Originally Posted by *LadyCatherine185* 
While potty training early is certainly doable, I think expecting a non-verbal 15 month old to potty train is pretty unreasonable, IMO. I think putting him on the potty a few times a day is great (we've been doing the same with my DS since he was about that age), but I would not try to fully potty train him until closer to age 2.

I guess it depends on the child, but in general I agree. At this stage it's almost still EC.

So do the toilet when you're home and you can and don't sweat the rest. Try again in a while. We did what you did with our son when he was 18 months and he clearly wasn't ready (did the same things you describe); at 28 months, he initiated it and we have been mostly accident-free since, except for the occasional warning shot.


----------



## redvlagrl (Dec 2, 2009)

We just trained DD at 23 mths but she is very verbal. We did the Lori Jensen 3 day method which uses underpants, not naked bum. It's a day and night method. I think at 15 months it's probably a bit tough to go all out. But I would definitely keep sitting him on the potty/toilet so he is used to it.

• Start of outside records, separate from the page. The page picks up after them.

Issue #6248, opened 2024-01-24
V6 Bug - [Nav] - remove `pf-m-expandable` from examples


tlabaj:
**Describe the problem**

`pf-m-expandable` no longer exists in Nav style sheet.  It should be removed form example code.

**How do you reproduce the problem?**
You can see the modifier in examples with expandable nav (https://pf6.patternfly.org/components/navigation/#expanded)

**Expected behavior**
A clear and concise description of the expected behavior.

mcoker:
closed by https://github.com/patternfly/patternfly/pull/6727

PR #6727, opened 2024-05-30
chore(nav): remove references to pf-m-expandable

mcoker:
fixes https://github.com/patternfly/patternfly/issues/6248

#### Expandable
* removes `.pf-m-expandable`
* removes `nav-item--expandable` - it's never used
* removes dupes of `nav-item--IsExpandable`

#### Expanded
* removes `nav-item--IsExpanded` - this is never set, it's only checked for
* renames `nav-item--expanded` to `nav-item--IsExpanded` - more consistent with the other attributes

### DIFF
--- a/src/patternfly/components/Nav/examples/Navigation.md
+++ b/src/patternfly/components/Nav/examples/Navigation.md
@@ -603,7 +603,6 @@ The navigation system relies on several different sub-components:
 | `.pf-m-full-width` | `.pf-v6-c-nav` | Modifies nav for to full width of parent. |
 | `.pf-m-flyout` | `.pf-v6-c-nav__item` | Modifies nav item for the flyout variation. |
 | `.pf-m-scrollable` | `.pf-v6-c-nav` | Modifies nav for the scrollable state. |
-| `.pf-m-expandable` | `.pf-v6-c-nav__item` | Modifies for the expandable state. |
 | `.pf-m-expanded` | `.pf-v6-c-nav__item` | Modifies for the expanded state. |
 | `.pf-m-current` | `.pf-v6-c-nav__link` | Modifies for the current state. |
 | `.pf-m-hover` | `.pf-v6-c-nav__link` | Modifies for the hover state. |
--- a/src/patternfly/components/Nav/examples/Navigation.md
+++ b/src/patternfly/components/Nav/examples/Navigation.md
@@ -135,7 +135,7 @@ import './Navigation.css'
 ```hbs
 {{#> nav nav--attribute='aria-label="Global"'}}
   {{#> nav-list}}
-    {{#> nav-item nav-item--IsExpandable="true" nav-item--expanded="true" nav-item--current="true"}}
+    {{#> nav-item nav-item--IsExpandable="true" nav-item--IsExpanded="true" nav-item--current="true"}}
       {{#> nav-link nav-link--href="#" nav-link--attribute='id="expandable-example1"'}}
         Link 1 (current and expanded example)
       {{/nav-link}}
@@ -157,7 +157,7 @@ import './Navigation.css'
         {{/nav-item}}
       {{/nav-subnav}}
     {{/nav-item}}
-    {{#> nav-item nav-item--IsExpandable="true" nav-item--expanded="true"}}
+    {{#> nav-item nav-item--IsExpandable="true" nav-item--IsExpanded="true"}}
       {{#> nav-link nav-link--href="#" nav-link--attribute='id="expandable-example2"'}}
         Link 2 (expanded, but not current example)
       {{/nav-link}}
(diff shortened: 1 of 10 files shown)


src/patternfly/components/Nav/nav-item.hbs
```diff
@@ -1,15 +1,13 @@
...
     nav-item--IsDrilldown='pf-m-drilldown'
     nav-item--IsFlyout='pf-m-flyout'
     nav-item--modifier=nav--modifier
   }}
   {{#unless nav-item--IsFlyout}}
-    {{#ifAny nav-item--expanded nav-item--IsExpanded}}
+    {{#if nav-item--IsExpanded}}
       pf-m-expanded
-    {{/ifAny}}
+    {{/if}}
```
mattnolting, line 10: You can turn this into a one-liner, without a closing wrapper with 

```
{{ternary nav-item--IsExpanded 'pf-m-expanded' null}}
```

src/patternfly/components/Nav/nav-link.hbs
```diff
@@ -13,12 +13,12 @@
   {{#if nav-item--IsFlyout}}
     aria-haspopup="true"
   {{/if}}
-  {{#ifAny nav-item--IsFlyout nav-item--IsDrilldown nav-item--IsExpandable nav-item--IsExpandable}}
-    {{#ifAny nav-item--expanded nav-item--IsExpanded}}
+  {{#ifAny nav-item--IsFlyout nav-item--IsDrilldown nav-item--IsExpandable}}
+    {{#if nav-item--IsExpanded}}
```
mattnolting, line 17: Also, here you can use the `ternary` helper to dry out this block. That'll removing 4 lines of code. If we do this regularly, we can reduce `.hbs` partials file sizes significantly and eliminate the need for closing tags (`if/ifAny/etc`). It's also reduces complexity by improving scanability. Single quotes denote a string literal since the returned value is `'true/false'`.  

```
aria-expanded="{{ternary nav-item--IsExpanded 'true' 'false'}}"
```

vs 

```
{{#if nav-item--IsExpanded}}
  aria-expanded="true"
{{else}}
  aria-expanded="false"
{{/if}}
```

src/patternfly/components/Nav/examples/Navigation.md
```diff
@@ -135,7 +135,7 @@ import './Navigation.css'
 ```hbs
 {{#> nav nav--attribute='aria-label="Global"'}}
   {{#> nav-list}}
-    {{#> nav-item nav-item--IsExpandable="true" nav-item--expanded="true" nav-item--current="true"}}
+    {{#> nav-item nav-item--IsExpandable="true" nav-item--IsExpanded="true" nav-item--current="true"}}
```
mattnolting, line 138: Technically these settings are [boolean values](https://handlebarsjs.com/guide/expressions.html#helpers) rather than strings. I don't believe we need to change all instances, but it would be nice to omit quotes as we update code.

src/patternfly/components/Nav/nav-subnav.hbs
```diff
@@ -1,13 +1,13 @@
 <section class="{{pfv}}nav__subnav{{#if nav-subnav--modifier}} {{nav-subnav--modifier}}{{/if}}"
   aria-labelledby="{{ternary nav-subnav--aria-labelledby nav-subnav--aria-labelledby nav-item--id}}"
-  {{ternary (concat nav-item--expanded nav-item--IsExpanded) '' 'hidden'}}
+  {{ternary nav-item--IsExpanded '' 'hidden'}}
```
mattnolting, line 3:
```suggestion
  {{ternary nav-item--IsExpanded null 'hidden'}}
```

src/patternfly/demos/DataList/data-list-page-nav.hbs
```diff
@@ -1,6 +1,6 @@
 {{#> nav nav--attribute=(concat 'id="' page--id '-primary-nav" aria-label="Global"')}}
   {{#> nav-list}}
-    {{#> nav-item nav-item--IsExpandable="true" nav-item--expanded="true" nav-item--current="true"}}
+    {{#> nav-item nav-item--IsExpandable="true" nav-item--IsExpanded="true" nav-item--current="true"}}
```
mattnolting, line 3: Would you mind updating `nav-item--current` to `nav-item--IsCurrent` as well?

```suggestion
    {{#> nav-item nav-item--IsExpandable="true" nav-item--IsExpanded="true" nav-item--IsCurrent="true"}}
```

mattnolting (commented):
This looks great! I left some feedback that I hope will be helpful and informative. It would be awesome to enhance handlebars documentation in the near future to memorialize suggestions such as these 😄

src/patternfly/components/Nav/examples/Navigation.md
mattnolting, line 138:
```suggestion
    {{#> nav-item nav-item--IsExpandable=true nav-item--IsExpanded=true nav-item--current=true}}
```

Technically these settings are [boolean values](https://handlebarsjs.com/guide/expressions.html#helpers) rather than strings. I don't believe we need to change all instances, but it would be nice to omit quotes as we update code.

mattnolting (approved):
LGTM 🇹🇭

Issue #6669, opened 2024-05-16
Charts - update string values with tokens


mcoker:
with https://github.com/patternfly/design-tokens/pull/55, there will be some additional charts tokens that weren't generated previously that need to be plugged into the styles

mcoker:
closed by https://github.com/patternfly/patternfly/pull/6728

PR #6728, opened 2024-05-31
fix(charts): update strings to tokens

mcoker:
fixes https://github.com/patternfly/patternfly/issues/6669

uses the tokens that were imported from https://github.com/patternfly/design-tokens/commit/35e3214ab64b6b6a1fb313c34d46dfd3503765b4


srambach (approved):
Looks great!  📊

Issue #6693, opened 2024-05-23
Charts - update color var names to reflect token name


mcoker:
Some of the color names changed for v6 and the charts vars (and react charts references to the corresponding vars in react-tokens) should be updated to match the new color names. High level, the changes are:
* cyan -> teal
* gold -> yellow

The CSS vars that need to be updated are:

https://github.com/patternfly/patternfly/blob/378c9b11d56555ac5754a79266c1dcd03717edaa/src/patternfly/patternfly-charts.scss#L43-L48

https://github.com/patternfly/patternfly/blob/378c9b11d56555ac5754a79266c1dcd03717edaa/src/patternfly/patternfly-charts.scss#L336-L341

https://github.com/patternfly/patternfly/blob/378c9b11d56555ac5754a79266c1dcd03717edaa/src/patternfly/patternfly-charts.scss#L57-L62

https://github.com/patternfly/patternfly/blob/378c9b11d56555ac5754a79266c1dcd03717edaa/src/patternfly/patternfly-charts.scss#L343-L348

mcoker:
closed by https://github.com/patternfly/patternfly/pull/6735

PR #6735, opened 2024-06-04
fix(charts): renamed cyan to teal, gold to yellow

mcoker:
fixes https://github.com/patternfly/patternfly/issues/6693


thatblindgeye (approved):
This looks good. Is there a plan to update other tokens still using the old color names? E.g. in the tokens default file we still have `--pf-t--global--color--nonstatus--gold--300: var(--pf-t--color--yellow--40);`

mcoker:
@thatblindgeye nice callout, opened https://github.com/patternfly/patternfly/issues/6742 for that change (depends on https://github.com/patternfly/design-tokens/issues/62)

PR #6737, opened 2024-06-04
fix(truncate): updated white-space

### LINKED ISSUE #6260: Bug - Truncate - when position "middle" splits at a space, that space disappears
This:

```
<Truncate content="XXXXXXXXXX 1234 4567"
                   position="middle"
                   trailingNumChars={4} />
```

will produce this:

image

Note that the space between the two "4" characters has disappeared.

mattnolting:
closes #6260

### DIFF
--- a/src/patternfly/components/Truncate/truncate.scss
+++ b/src/patternfly/components/Truncate/truncate.scss
@@ -16,7 +16,7 @@
 .#{$truncate}__end {
   overflow: hidden;
   text-overflow: ellipsis;
-  white-space: nowrap;
+  white-space: pre;
 }
 
 .#{$truncate}__start {


mcoker:
If we're using the example code from https://github.com/patternfly/patternfly/issues/6260 then this is what their rendered code looks like

```
<span class="pf-v6-c-truncate"><span class="pf-v6-c-truncate__start" style="
">XXXXXXXXXX         1234 </span><span class="pf-v6-c-truncate__end">4567</span></span>
```

Looks like the issue is that the missing space is at the end of `__start`, which is getting collapsed since the parent is inline-grid.

`white-space: pre;` is one option, but would need to apply to `__start` to fix the bug above, not `__end`. However, this will also preserve all white-space, which I don't think should be the default for the truncate component.

Screenshot 2024-06-04 at 8 16 52 PM

I could see this as either a variation in core to preserve all white-space, or possibly a react enhancement that could convert any spaces at the end of `__start` and beginning of `__end` to `&nbsp;` maybe? cc @tlabaj wdyt?

mattnolting:
> I could see this as either a variation in core to preserve all white-space, or possibly a react enhancement that could convert any spaces at the end of __start and beginning of __end to &nbsp; maybe? cc @tlabaj wdyt?

@mcoker that was part of [this update](https://github.com/patternfly/patternfly/commit/825d0af0912528722280460f17c82acf5b66c241#diff-4f2fd92c013c3801ba17754994c92c98806b7c53a32f9e6aacf87d9189f5d01dR27) and was discussed as an option. 

> white-space: pre; is one option, but would need to apply to __start to fix the bug above, not __end. However, this will also preserve all white-space, which I don't think should be the default for the truncate component.

@mcoker  `__end` needs it for the [middle variant](https://patternfly-pr-6737.surge.sh/components/truncate#middle)

> <span class="pf-v6-c-truncate"><span class="pf-v6-c-truncate__start" style="
">XXXXXXXXXX         1234 </span><span class="pf-v6-c-truncate__end">4567</span></span>

This doesn't seem like a real use case. If it is, there's likely an error, which isn't part of this issue or our responsibility to govern. 

@evwilkin @srambach WDYT?

mcoker:
@mattnolting were you going to update the parent components (or the children) to have `white-space: pre`?

mcoker (approved):
L🍕TM!

mattnolting:
@mvollmer Does this solution work for you? Removing multiple whitespaces would require JS. That can be addressed in a followup if necessary.

PR #6868, opened 2024-07-09
fix(table-tree-view): reset table tree view th header cell min/max-width, width , and display

### LINKED ISSUE #6865: Table - tree table first column heading truncated
**Please describe the issue**
On a tree table, the first column's heading is truncated on narrow viewports.
In v5, this heading was omitted completely.

https://pf6.patternfly.org/components/table/#tree-table-basic

image

mattnolting:
fixes #6865

### DIFF
--- a/src/patternfly/components/Table/table-tree-view.scss
+++ b/src/patternfly/components/Table/table-tree-view.scss
@@ -56,10 +56,6 @@ $pf-v6-c-tree-view--MaxDepth: 10;
       --#{$table}__tree-view-main--PaddingInlineStart: calc(var(--#{$table}__tree-view-main--nested-indent--base) * #{$i - 1} + var(--#{$table}__tree-view-main--indent--base));
     }
   }
-
-  .#{$table}.pf-m-tree-view .#{$table}__thead {
-    display: none;
-  }
 }
 
 // - Table tree vew main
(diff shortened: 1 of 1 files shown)


mcoker:
adding @lboehling and @andrew-ronaldson. @mattnolting please fill in any missing details, but I believe you made a change to the table in a previous PR to keep the table column header visible for the first column in a tree table on mobile. This PR just fixes a visual bug with that, but I don't think design had reviewed the initial change, so I want to make sure this is how design wants to present the table.

I think the reasoning for leaving the column header visible is because, in a tree table, the first column includes the toggle (a checkbox if it's selectable) and the node/toggle/column text, so we don't move the column header down into the display for that cell like we do other cells in the row.

Some screenshots:

**Desktop view**
Screenshot 2024-07-09 at 8 41 48 PM

**Mobile view**
Screenshot 2024-07-09 at 8 40 58 PM

**Mobile view in a page**
Screenshot 2024-07-09 at 8 41 58 PM

And for comparison, here is v5 since it didn't include the header

**Desktop view**
Screenshot 2024-07-09 at 8 51 51 PM


**Mobile view**
Screenshot 2024-07-09 at 8 51 55 PM

mcoker (approved):
LPTM!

Many people EC with a diaper backup so you could so that. At least then there is not too much mess to deal with. A prefold with a belt (piece of elastic around the waist) would make it fast to whip off when the time comes.

It's also very important to try and remain calm and unfrustrated (or not show it, LOL) as you don't want to overly pressure your child because this can cause anxiety.

I think he probably is too young to understand a sticker chart. DD is still too young. What she does get it 'rewards'. She really likes stickers so we had some that she would get when she went in an appropriate place. We phased them out slowly and have just phased out the 'poo stickers'. Poo training took us about 8 days (pees in 3 days) and I was at my wits' end by about day 5 because I was worried she wasn't getting it. I bribed her with a piece of chocolate ("you can have this chocolate after you poo"). This was against everything I believe in! It didn't work anyway and I felt bad about it for days. When she did finally go in the toilet I gave her the chocolate but none since (it's about the 3rd time she had tasted chocolate in her life) so I could keep my word.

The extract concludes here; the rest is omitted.